Data shown:
——————

PR #6939, opened 2017-01-31
Notification Bar Changes

### LINKED ISSUE #6935: Move page-level alerts to below the tabs bar, and add an overlap nub
Moving the alert bar (for tab-specific alerts) under the tabs bar will give the correct hierarchical appearance to the alert. (global alerts can remain in their top position.)

Adding an overlapping nub reduces the chance for exact spoofing. 

similar example compliments of Chrome on OS X:
image

jonathansampson:

Auditors: @bradleyrichter 

Resolves #6935

### DIFF
--- a/js/components/main.js
+++ b/js/components/main.js
@@ -23,7 +23,7 @@ const TabPages = require('../../app/renderer/components/tabs/tabPages')
 const TabsToolbar = require('../../app/renderer/components/tabs/tabsToolbar')
 const FindBar = require('./findbar')
 const UpdateBar = require('./updateBar')
-const NotificationBar = require('./notificationBar')
+const {NotificationBar} = require('./notificationBar')
 const DownloadsBar = require('../../app/renderer/components/downloadsBar')
 const SiteInfo = require('./siteInfo')
 const BraveryPanel = require('./braveryPanel')
@@ -732,6 +732,10 @@ class Main extends ImmutableComponent {
 
     const appStateSites = this.props.appState.get('sites')
 
+    const notifications = this.props.appState.get('notifications')
+    const hasNotifications = notifications && notifications.size
+    const notificationBarOrigin = notifications.map(bar => bar.get('frameOrigin'))
+
     return <div id='window'
       className={cx({
         isFullScreen: activeFrame && activeFrame.get('isFullScreen'),
@@ -861,12 +865,6 @@ class Main extends ImmutableComponent {
 
         <UpdateBar updates={this.props.appState.get('updates')} />
         {
-          this.props.appState.get('notifications') && this.props.appState.get('notifications').size && activeFrame
-          ? <NotificationBar notifications={this.props.appState.get('notifications')}
-            activeFrame={activeFrame} />
-          : null
-        }
-        {
           showBookmarksToolbar
           ? <BookmarksToolbar
             draggingOverData={this.props.appState.getIn(['dragData', 'dragOverData', 'draggingOverType']) === dragTypes.BOOKMARK && this.props.appState.getIn(['dragData', 'dragOverData'])}
@@ -909,12 +907,18 @@ class Main extends ImmutableComponent {
           key='tab-bar'
           activeFrameKey={(activeFrame && activeFrame.get('key')) || undefined}
           onMenu={this.onHamburgerMenu}
+          notificationBarActive={notificationBarOrigin}
           hasTabInFullScreen={
             sortedFrames
               .map((frame) => frame.get('isFullScreen'))
               .some(fullScreenMode => fullScreenMode === true)
           }
         />
+        {
+          hasNotifications && activeFrame
+          ? <NotificationBar notifications={notifications} activeFrame={activeFrame} />
+          : null
+        }
 
         {
           activeFrame && activeFrame.get('findbarShown') && !activeFrame.get('isFullScreen')
--- a/js/components/notificationBar.js
+++ b/js/components/notificationBar.js
@@ -15,6 +15,7 @@ const Button = require('./button')
 
 const {StyleSheet, css} = require('aphrodite/no-important')
 const commonStyles = require('../../app/renderer/components/styles/commonStyles')
+const globalStyles = require('../../app/renderer/components/styles/global')
 
 class NotificationItem extends ImmutableComponent {
   clickHandler (buttonIndex, e) {
@@ -115,6 +116,14 @@ class NotificationBar extends ImmutableComponent {
   }
 }
 
+class NotificationBarCaret extends ImmutableComponent {
+  render () {
+    return <div className={css(styles.caretWrapper)}>
+      <div className={css(styles.caret)} />
+    </div>
+  }
+}
+
 const styles = StyleSheet.create({
   flexJustifyBetween: {
     display: 'flex',
@@ -142,7 +151,32 @@ const styles = StyleSheet.create({
     textDecoration: 'underline',
     fontSize: '13px',
     margin: '5px'
+  },
+  caretWrapper: {
+    position: 'absolute',
+    bottom: 0,
+    left: 0,
+    right: 0,
+    zIndex: globalStyles.zindex.zindexTabs,
+    filter: 'drop-shadow(rgba(0,0,0,0.25) 0px 0px 1px)'
+  },
+  caret: {
+    position: 'relative',
+    margin: 'auto',
+    width: '16px',
+    ':before': {
+      content: '""',
+      position: 'absolute',
+      bottom: 0,
+      left: 0,
+      borderBottom: `6px solid ${globalStyles.color.notificationItemColor}`,
+      borderLeft: '8px solid transparent',
+      borderRight: '8px solid transparent'
+    }
   }
 })
 
-module.exports = NotificationBar
+module.exports = {
+  NotificationBar,
+  NotificationBarCaret
+}
--- a/app/renderer/components/styles/commonStyles.js
+++ b/app/renderer/components/styles/commonStyles.js
@@ -174,13 +174,20 @@ const styles = StyleSheet.create({
     width: '100%',
     cursor: 'default',
     userSelect: 'none',
-    marginTop: globalStyles.spacing.navbarMenubarMargin
+    // if there's more than one notification per site,
+    // ensure border is on the last only
+    ':last-child': {
+      borderBottom: `5px solid ${globalStyles.color.notificationBottomBorderColor}`
+    },
+    // last-child will always be orange, but others can be gray
+    ':not(:last-child)': {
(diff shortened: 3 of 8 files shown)


less/notificationBar.less
```diff
@@ -7,7 +7,19 @@
 
 .notificationBar {
   display: inline-block;
+  position: relative;
+  z-index: 1000;
```
luixxiul: I'd change this into `@zindexNavigationBar` according to https://github.com/brave/browser-laptop/blob/ce25254d5bb0a391ffa5ebbc0d5f70ef2348155a/less/variables.less#L129

bsclifton:
@jonathansampson is this one ready for review? If not, can we move it to 0.13.3? thanks 😄

jonathansampson:
@bsclifton I'm not positive; @bradleyrichter, thoughts?

less/notificationBar.less
jonathansampson: @luixxiul That appears to cause the type of problems we faced in the design discussion last night. Namely, interacting with some of the document elements will cause the shadow to vanish; often only regions of it will vanish.

odd-shadow

bradleyrichter:
I thought we were stuck at the lame-triangle problem? Did you find a solution @jonathansampson ?

jonathansampson:
@bradleyrichter I'm looking into some of the tab-change, window-resize events now to see if we can just subscribe to those and pick up the needed information to position the triangle. Positioning it will require us to use a true element, rather than a pseudo element.

less/notificationBar.less
luixxiul: How about changing @zindexNavigationBar on variables.less into `1000` then??

cezaraugusto:
I have a fix for triangle issue and going to self-assign this and make a follow-up of @jonathansampson changes.

cezaraugusto:
@jonathansampson I edited PR with caret feel free to edit anything. Didn't test all use cases for app-wise notifications, tried only fullscreen

jonathansampson:
@cezaraugusto Wonder if we should be concerned with the following scenario: A user has multiple tabs opened, and may confuse the notification on one for being a notification on another. Note below how the notification bars for github.io appear to be coming from google.com.

image

diracdeltas:
@jonathansampson the problem with having the notification bars fully in the webview area is that a page can spoof them; this is why initially i implemented them to be above the tab bar. this is solved by having the triangle poke into the "trusted UI" area, but yeah i agree it's confusing to have it point to a different tab. IMO it should always point to either the URL bar or the tab where the notification is coming from.

bradleyrichter:
This should never happen anyway because we have switched the alerts to be tab specific.

diracdeltas:
@bradleyrichter i don't know what you mean. the notifications right now appear in the ("global") trusted UI area, but they only appear when the tab they are for is active. 

@cezaraugusto as long as the caret isn't going to an unrelated tab, sgtm

bsclifton:
@cezaraugusto if the notifications are per-tab, you'll also be able to close this issue out 😄  https://github.com/brave/browser-laptop/issues/7737

jonathansampson:
@bradleyrichter @diracdeltas In the above screenshot, Google.com has a notification bar. I left it untouched, and moved over to webrtc.github.io, where two additional notification bars were opened. Each bar points only to its related tab. But triangles are visible even when associated notification bars are not.

@cezaraugusto I would suggest placing the triangle in the center of the tab rather than on the left or right. Should we also hide the triangle if the tab isn't focused? Or, perhaps mark tabs in such a manner so as to show that they have a pending notification? Something other than the triangle for blurred tabs?

diracdeltas:
@jonathansampson i see, i didn't realize there was a notification for the goog tab. in that case seems like the triangle for google should just disappear (or turn grey)

cezaraugusto:
edited, now caret only appears if tab is active and has a notificationBar. Also moved caret to the center.

js/components/main.js
```diff
@@ -1221,12 +1216,19 @@ class Main extends ImmutableComponent {
...
           onMenu={this.onHamburgerMenu}
+          notificationBarActive={notificationBarOrigin}
           hasTabInFullScreen={
             sortedFrames
               .map((frame) => frame.get('isFullScreen'))
               .some(fullScreenMode => fullScreenMode === true)
           }
         />
+        {
+          this.props.appState.get('notifications') && this.props.appState.get('notifications').size && activeFrame
```
jonathansampson: We call out to `this.props.appState.get('notifications')` 3-4 times. Can we do this once, and then store the result?

cezaraugusto: you mean adding to a variable? If so, we can:

```
const notifications = this.props.appState.get('notifications')
const hasNotifications = notifications && notifications.size
...
hasNotifications && activeFrame
  ? <NotificationBar notifications={notifications} activeFrame={activeFrame} />
  : null
```

jonathansampson: @cezaraugusto Yes. This way we only have to go searching for the object once.

bradleyrichter:
And I confused a pair of tab alerts for separate tab alerts. Sorry! 

So, I confirmed we are good with tab specific alerts. Next we need to stack them in z order and not y order. 

And hide the non-active nub as Yan mentioned.

cezaraugusto:
updated code, here's the actual result:

notificationbargif

It's likely to have some UI polish from here but will left up to you guys @bradleyrichter @jonathansampson. I think Brad has a new UI/colors for notificationBar and IMO it's a good opportunity to do it.

bradleyrichter:
looks awesome....

this was the last mockup I did. I don't think we need the yellow color to signify an alert but I could be wrong. 

image

jonathansampson:
@bradleyrichter @cezaraugusto Presently, a tab could have a notification bar opened, and the user would have no idea. I'm a little uneasy about this. Some type of indicator would be helpful. Edge (IIRC) would gently pulsate the background color of the tab, informing you that there is a notification bar that needs to be addressed. I feel we should do something as well, rather than leaving the user completely unaware.

js/components/main.js
```diff
@@ -936,6 +936,9 @@ class Main extends ImmutableComponent {
 
     const appStateSites = this.props.appState.get('sites')
     const activeTabShowingMessageBox = !!(activeTab && activeTab.get('messageBoxDetail'))
+    const notifications = this.props.appState.get('notifications')
+    const hasNotifications = notifications && notifications.size
+    const notificationBarOrigin = this.props.appState.get('notifications').map(bar => bar.get('frameOrigin'))
```
jonathansampson: We can call `notifications.map` instead, to avoid the redundant lookup.

js/components/main.js
```diff
@@ -1221,12 +1218,19 @@ class Main extends ImmutableComponent {
...
+          notificationBarActive={notificationBarOrigin}
           hasTabInFullScreen={
             sortedFrames
               .map((frame) => frame.get('isFullScreen'))
               .some(fullScreenMode => fullScreenMode === true)
           }
         />
+        {
+          hasNotifications && activeFrame
+          ? <NotificationBar notifications={this.props.appState.get('notifications')}
```
jonathansampson: `notifications={notifications}` to avoid extra lookup.

bradleyrichter:
Subtle alerts sound fine. Originally we were on the path of annoying the user to death, leaving them hunting for the button to disable all alerts. 

We need to keep balancing protection and annoyance. :  )

luixxiul:
I'm just wondering, if we really need the caret over the tab title. I can easily imagine a bunch of users would say, "please add an option to hide it or just remove it because I want to read the full title".

For me the aim of the caret is unclear, because, if I select a tab and there appears a notification bar under the tab, it is obvious that the notification bar appears there exactly for the tab which I selected just now.

Also, in this case, if the tab preview is enabled, the notification bar should be hidden if another tab is previewed which do not have notification.

diracdeltas:
The caret is needed because otherwise a notification bar can be spoofed by a malicious page.

diracdeltas:
The way chrome/ff handle this is by having a notification box pop up from the URL bar when the tab it is for is in focus. That would be better.

cezaraugusto:
I'm ok either way change it to be nested to urlbar should be minimal

cezaraugusto:
@bradleyrichter ok to use it the same way as Chrome/FF?

bradleyrichter:
I am not sure this would work because it would cover all of the other tabs, forcing the user to interact with the message before using other tabs?

bradleyrichter:
Let's try adding a border and making the nub more defined and obvious.

bsclifton:
How's this one looking? @jonathansampson, @cezaraugusto, @luixxiul

jonathansampson:
@bsclifton I'm assuming it's _ready to go_ since @cezaraugusto added [🏷PR/ready-for-review](https://github.com/brave/browser-laptop/labels/PR/ready-for-review) a day ago. @bradleyrichter, how do you feel about the present presentation?

js/components/notificationBar.js
```diff
@@ -115,6 +116,14 @@ class NotificationBar extends ImmutableComponent {
   }
 }
 
+class NotificationBarCaret extends ImmutableComponent {
```
NejcZdovc: Why do we need this component? I don't see real benefit of having it.

jonathansampson: @NejcZdovc What do you suggest as an alternative?

NejcZdovc: I am not sure if we need component for two divs. What I would suggest is to create divs where we now use this component and move styles into notificationStyle file and use it from there.
cc @cezaraugusto

cezaraugusto: I prefer this way because then I can leave styles on the component itself. Otherwise, I'll have to create a new style for that and put it on the tab itself or inside a third file, and if I do it then I'm not taking advantage of Aphrodite.

Style and component should live together so I don't have to run several files to find a simple thing. Things we do such as `commonStyles.js` is just a hack we found to keep refactoring important stuff while common components aren't ready yet/too nested. Having both together makes regressions less likely. 

It also simplifies the code, so if for some reason Brad or other less code-experienced member/collaborator wants to change something for a given component, they'll need to go to into just one file.

bradleyrichter:
I'm happy now. Let's merge and refine the styles separately as @NejcZdovc suggested.

cezaraugusto:
Based on latest Brad's spec:

screen shot 2017-04-20 at 1 04 20 am

jonathansampson:
@cezaraugusto Holy smokes, that's gorgeous! :)

srirambv:
Nub not shown for pinned tabs 
image

Also notification for pinned tabs is retained accross normal tabs as well. This is on packaged 0.15.2 packaged preview 1 build

bradleyrichter:
it should also work the same for pinned tabs.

——————

Task requirements: Please copy only the lines between the first line of the entries and the line with "-const NotificationBar = require('./notificationBar')", keeping those two end lines as well, exactly as written.

Expected answer:
PR #6939, opened 2017-01-31
Notification Bar Changes

### LINKED ISSUE #6935: Move page-level alerts to below the tabs bar, and add an overlap nub
Moving the alert bar (for tab-specific alerts) under the tabs bar will give the correct hierarchical appearance to the alert. (global alerts can remain in their top position.)

Adding an overlapping nub reduces the chance for exact spoofing. 

similar example compliments of Chrome on OS X:
image

jonathansampson:

Auditors: @bradleyrichter 

Resolves #6935

### DIFF
--- a/js/components/main.js
+++ b/js/components/main.js
@@ -23,7 +23,7 @@ const TabPages = require('../../app/renderer/components/tabs/tabPages')
 const TabsToolbar = require('../../app/renderer/components/tabs/tabsToolbar')
 const FindBar = require('./findbar')
 const UpdateBar = require('./updateBar')
-const NotificationBar = require('./notificationBar')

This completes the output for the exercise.